**To do:** Copy out all of the material. Every line must match the original.

————————

Issue #282, opened 2016-06-03
You can place blocks at the same location as other entities


aramperes:
Self-explanatory; players can place blocks at the same location as an entity, including yourself. A fix for this issue would have to take into account the size/box of the entity.

mastercoms:
Partially fixed in https://github.com/GlowstoneMC/Glowstone/commit/5104c727e93bc6a40df690e655581736ce139783. Still needs to account for bounding box.

aramperes:
Done in #373

PR #373, opened 2016-09-16
Use entity bounding boxes for block placement

aramperes:
This adds a check for nearby entities that have bounding boxes before placing a block.

Addresses issue #282.

### DIFF
--- a/src/main/java/net/glowstone/block/blocktype/BlockType.java
+++ b/src/main/java/net/glowstone/block/blocktype/BlockType.java
@@ -11,7 +11,6 @@ import net.glowstone.block.itemtype.ItemType;
 import net.glowstone.entity.GlowEntity;
 import net.glowstone.entity.GlowPlayer;
 import net.glowstone.entity.physics.BlockBoundingBox;
-import net.glowstone.entity.physics.BoundingBox;
 import net.glowstone.util.SoundInfo;
 import net.glowstone.util.SoundUtil;
 import org.bukkit.*;
@@ -308,14 +307,9 @@ public class BlockType extends ItemType {
 
         if (getMaterial().isSolid()) {
             BlockBoundingBox box = new BlockBoundingBox(target);
-            BoundingBox searchBox = BoundingBox.copyOf(box);
-            Vector vec = new Vector(32, 32, 32);
-            searchBox.minCorner.subtract(vec);
-            searchBox.maxCorner.add(vec);
-            List<Entity> entities = target.getWorld().getEntityManager().getEntitiesInside(searchBox, null);
+            List<Entity> entities = target.getWorld().getEntityManager().getEntitiesInside(box, null);
             for (Entity e : entities) {
-                GlowEntity entity = (GlowEntity) e;
-                if (entity instanceof LivingEntity && entity.intersects(box)) {
+                if (e instanceof LivingEntity) {
                     return;
                 }
             }
--- a/src/main/java/net/glowstone/block/blocktype/BlockType.java
+++ b/src/main/java/net/glowstone/block/blocktype/BlockType.java
@@ -11,6 +11,7 @@ import net.glowstone.block.itemtype.ItemType;
 import net.glowstone.entity.GlowEntity;
 import net.glowstone.entity.GlowPlayer;
 import net.glowstone.entity.physics.BlockBoundingBox;
+import net.glowstone.entity.physics.BoundingBox;
 import net.glowstone.util.SoundInfo;
 import net.glowstone.util.SoundUtil;
 import org.bukkit.*;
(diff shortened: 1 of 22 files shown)


src/main/java/net/glowstone/block/blocktype/BlockType.java
```diff
@@ -303,11 +305,28 @@ public final void rightClickBlock(GlowPlayer player, GlowBlock against, BlockFac
             return;
         }
 
-        // TODO: check bounding box
         if (getMaterial().isSolid()) {
-            for (Entity entity : against.getChunk().getEntities()) {
-                if (entity instanceof LivingEntity && entity.getLocation().getBlockX() == target.getX() && entity.getLocation().getBlockY() == target.getY() && entity.getLocation().getBlockZ() == target.getZ()) {
-                    return;
+            GlowChunk[] chunks = new GlowChunk[]{
```
mastercoms: What if the entity is really big? Copy `getNearbyEntities()` in `GlowEntity` to `BoundingBox`, and then use it here instead so the entity search accounts for bounding box, rather than location.

src/main/java/net/glowstone/block/blocktype/BlockType.java
```diff
@@ -303,11 +305,28 @@ public final void rightClickBlock(GlowPlayer player, GlowBlock against, BlockFac
...
+                    target.getWorld().getChunkAt(target.getChunk().getX() - 1, target.getChunk().getZ() - 1),
+                    target.getWorld().getChunkAt(target.getChunk().getX() - 1, target.getChunk().getZ() + 1),
+                    target.getWorld().getChunkAt(target.getChunk().getX(), target.getChunk().getZ() - 1),
+                    target.getWorld().getChunkAt(target.getChunk().getX() + 1, target.getChunk().getZ() - 1),
+            };
+            BlockBoundingBox box = new BlockBoundingBox(target);
+            for (GlowChunk chunk : chunks) {
+                for (Entity e : chunk.getEntities()) {
+                    GlowEntity entity = (GlowEntity) e;
+                    if (!(entity instanceof LivingEntity)) {
```
mastercoms: Could you merge the conditions together? `entity instanceof LivingEntity && entity.intersects(box)`

src/main/java/net/glowstone/block/blocktype/BlockType.java
aramperes: It would really surprise me if an entity takes 3 chunks in a single direction. The largest entity (x/z) is  the Ender dragon (16). In any case, an entity will never have a colliding box that goes further than this.

src/main/java/net/glowstone/block/blocktype/BlockType.java
aramperes: Not really because the `return;` statement says that the block can't be placed (if an entity intersects the block), and you can place blocks on non-living entities (which is why there's a `continue;` statement.)

mastercoms: But if you merge the conditions together then it will still not return on non LivingEntites.

src/main/java/net/glowstone/block/blocktype/BlockType.java
mastercoms: `getNearbyEntities()` simplifies the process as well, as you only need to loop through one for-each, and you only need to check if the entities in the list are an instance of `LivingEntity`.

src/main/java/net/glowstone/block/blocktype/BlockType.java
aramperes: Oh right, I didn't get what you mean. My bad

mastercoms (changes requested):
idk what to put here but there are things that i requested and i am telling github that i did this

src/main/java/net/glowstone/block/blocktype/BlockType.java
```diff
@@ -306,27 +307,16 @@ public final void rightClickBlock(GlowPlayer player, GlowBlock against, BlockFac
...
-                        return;
-                    }
+            BoundingBox searchBox = BoundingBox.copyOf(box);
+            Vector vec = new Vector(32, 32, 32);
+            searchBox.minCorner.subtract(vec);
+            searchBox.maxCorner.add(vec);
+            List<Entity> entities = target.getWorld().getEntityManager().getEntitiesInside(searchBox, null);
+            for (Entity e : entities) {
+                GlowEntity entity = (GlowEntity) e;
+                if (entity instanceof LivingEntity && entity.intersects(box)) {
```
mastercoms: `entity.intersects(box)` is repetitive because `getEntitiesInside()` already checks this.

src/main/java/net/glowstone/block/blocktype/BlockType.java
```diff
@@ -303,10 +306,16 @@ public final void rightClickBlock(GlowPlayer player, GlowBlock against, BlockFac
             return;
         }
 
-        // TODO: check bounding box
         if (getMaterial().isSolid()) {
-            for (Entity entity : against.getChunk().getEntities()) {
-                if (entity instanceof LivingEntity && entity.getLocation().getBlockX() == target.getX() && entity.getLocation().getBlockY() == target.getY() && entity.getLocation().getBlockZ() == target.getZ()) {
+            BlockBoundingBox box = new BlockBoundingBox(target);
+            BoundingBox searchBox = BoundingBox.copyOf(box);
+            Vector vec = new Vector(32, 32, 32);
```
mastercoms: Wait so here are you expanding the bounding box? Why not just keep it the same size?

mastercoms (approved):

mastercoms:
I hope you get better! Thanks for your contribution!

But before I merge,

```
[ERROR] src/main/java/net/glowstone/block/blocktype/BlockType.java[11:8] (imports) UnusedImports: Unused import - net.glowstone.entity.GlowEntity.
```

————————

**Exercise solution:**
Issue #282, opened 2016-06-03
You can place blocks at the same location as other entities


aramperes:
Self-explanatory; players can place blocks at the same location as an entity, including yourself. A fix for this issue would have to take into account the size/box of the entity.

mastercoms:
Partially fixed in https://github.com/GlowstoneMC/Glowstone/commit/5104c727e93bc6a40df690e655581736ce139783. Still needs to account for bounding box.

aramperes:
Done in #373

PR #373, opened 2016-09-16
Use entity bounding boxes for block placement

aramperes:
This adds a check for nearby entities that have bounding boxes before placing a block.

Addresses issue #282.

### DIFF
--- a/src/main/java/net/glowstone/block/blocktype/BlockType.java
+++ b/src/main/java/net/glowstone/block/blocktype/BlockType.java
@@ -11,7 +11,6 @@ import net.glowstone.block.itemtype.ItemType;
 import net.glowstone.entity.GlowEntity;
 import net.glowstone.entity.GlowPlayer;
 import net.glowstone.entity.physics.BlockBoundingBox;
-import net.glowstone.entity.physics.BoundingBox;
 import net.glowstone.util.SoundInfo;
 import net.glowstone.util.SoundUtil;
 import org.bukkit.*;
@@ -308,14 +307,9 @@ public class BlockType extends ItemType {
 
         if (getMaterial().isSolid()) {
             BlockBoundingBox box = new BlockBoundingBox(target);
-            BoundingBox searchBox = BoundingBox.copyOf(box);
-            Vector vec = new Vector(32, 32, 32);
-            searchBox.minCorner.subtract(vec);
-            searchBox.maxCorner.add(vec);
-            List<Entity> entities = target.getWorld().getEntityManager().getEntitiesInside(searchBox, null);
+            List<Entity> entities = target.getWorld().getEntityManager().getEntitiesInside(box, null);
             for (Entity e : entities) {
-                GlowEntity entity = (GlowEntity) e;
-                if (entity instanceof LivingEntity && entity.intersects(box)) {
+                if (e instanceof LivingEntity) {
                     return;
                 }
             }
--- a/src/main/java/net/glowstone/block/blocktype/BlockType.java
+++ b/src/main/java/net/glowstone/block/blocktype/BlockType.java
@@ -11,6 +11,7 @@ import net.glowstone.block.itemtype.ItemType;
 import net.glowstone.entity.GlowEntity;
 import net.glowstone.entity.GlowPlayer;
 import net.glowstone.entity.physics.BlockBoundingBox;
+import net.glowstone.entity.physics.BoundingBox;
 import net.glowstone.util.SoundInfo;
 import net.glowstone.util.SoundUtil;
 import org.bukkit.*;
(diff shortened: 1 of 22 files shown)


src/main/java/net/glowstone/block/blocktype/BlockType.java
```diff
@@ -303,11 +305,28 @@ public final void rightClickBlock(GlowPlayer player, GlowBlock against, BlockFac
             return;
         }
 
-        // TODO: check bounding box
         if (getMaterial().isSolid()) {
-            for (Entity entity : against.getChunk().getEntities()) {
-                if (entity instanceof LivingEntity && entity.getLocation().getBlockX() == target.getX() && entity.getLocation().getBlockY() == target.getY() && entity.getLocation().getBlockZ() == target.getZ()) {
-                    return;
+            GlowChunk[] chunks = new GlowChunk[]{
```
mastercoms: What if the entity is really big? Copy `getNearbyEntities()` in `GlowEntity` to `BoundingBox`, and then use it here instead so the entity search accounts for bounding box, rather than location.

src/main/java/net/glowstone/block/blocktype/BlockType.java
```diff
@@ -303,11 +305,28 @@ public final void rightClickBlock(GlowPlayer player, GlowBlock against, BlockFac
...
+                    target.getWorld().getChunkAt(target.getChunk().getX() - 1, target.getChunk().getZ() - 1),
+                    target.getWorld().getChunkAt(target.getChunk().getX() - 1, target.getChunk().getZ() + 1),
+                    target.getWorld().getChunkAt(target.getChunk().getX(), target.getChunk().getZ() - 1),
+                    target.getWorld().getChunkAt(target.getChunk().getX() + 1, target.getChunk().getZ() - 1),
+            };
+            BlockBoundingBox box = new BlockBoundingBox(target);
+            for (GlowChunk chunk : chunks) {
+                for (Entity e : chunk.getEntities()) {
+                    GlowEntity entity = (GlowEntity) e;
+                    if (!(entity instanceof LivingEntity)) {
```
mastercoms: Could you merge the conditions together? `entity instanceof LivingEntity && entity.intersects(box)`

src/main/java/net/glowstone/block/blocktype/BlockType.java
aramperes: It would really surprise me if an entity takes 3 chunks in a single direction. The largest entity (x/z) is  the Ender dragon (16). In any case, an entity will never have a colliding box that goes further than this.

src/main/java/net/glowstone/block/blocktype/BlockType.java
aramperes: Not really because the `return;` statement says that the block can't be placed (if an entity intersects the block), and you can place blocks on non-living entities (which is why there's a `continue;` statement.)

mastercoms: But if you merge the conditions together then it will still not return on non LivingEntites.

src/main/java/net/glowstone/block/blocktype/BlockType.java
mastercoms: `getNearbyEntities()` simplifies the process as well, as you only need to loop through one for-each, and you only need to check if the entities in the list are an instance of `LivingEntity`.

src/main/java/net/glowstone/block/blocktype/BlockType.java
aramperes: Oh right, I didn't get what you mean. My bad

mastercoms (changes requested):
idk what to put here but there are things that i requested and i am telling github that i did this

src/main/java/net/glowstone/block/blocktype/BlockType.java
```diff
@@ -306,27 +307,16 @@ public final void rightClickBlock(GlowPlayer player, GlowBlock against, BlockFac
...
-                        return;
-                    }
+            BoundingBox searchBox = BoundingBox.copyOf(box);
+            Vector vec = new Vector(32, 32, 32);
+            searchBox.minCorner.subtract(vec);
+            searchBox.maxCorner.add(vec);
+            List<Entity> entities = target.getWorld().getEntityManager().getEntitiesInside(searchBox, null);
+            for (Entity e : entities) {
+                GlowEntity entity = (GlowEntity) e;
+                if (entity instanceof LivingEntity && entity.intersects(box)) {
```
mastercoms: `entity.intersects(box)` is repetitive because `getEntitiesInside()` already checks this.

src/main/java/net/glowstone/block/blocktype/BlockType.java
```diff
@@ -303,10 +306,16 @@ public final void rightClickBlock(GlowPlayer player, GlowBlock against, BlockFac
             return;
         }
 
-        // TODO: check bounding box
         if (getMaterial().isSolid()) {
-            for (Entity entity : against.getChunk().getEntities()) {
-                if (entity instanceof LivingEntity && entity.getLocation().getBlockX() == target.getX() && entity.getLocation().getBlockY() == target.getY() && entity.getLocation().getBlockZ() == target.getZ()) {
+            BlockBoundingBox box = new BlockBoundingBox(target);
+            BoundingBox searchBox = BoundingBox.copyOf(box);
+            Vector vec = new Vector(32, 32, 32);
```
mastercoms: Wait so here are you expanding the bounding box? Why not just keep it the same size?

mastercoms (approved):

mastercoms:
I hope you get better! Thanks for your contribution!

But before I merge,

```
[ERROR] src/main/java/net/glowstone/block/blocktype/BlockType.java[11:8] (imports) UnusedImports: Unused import - net.glowstone.entity.GlowEntity.
```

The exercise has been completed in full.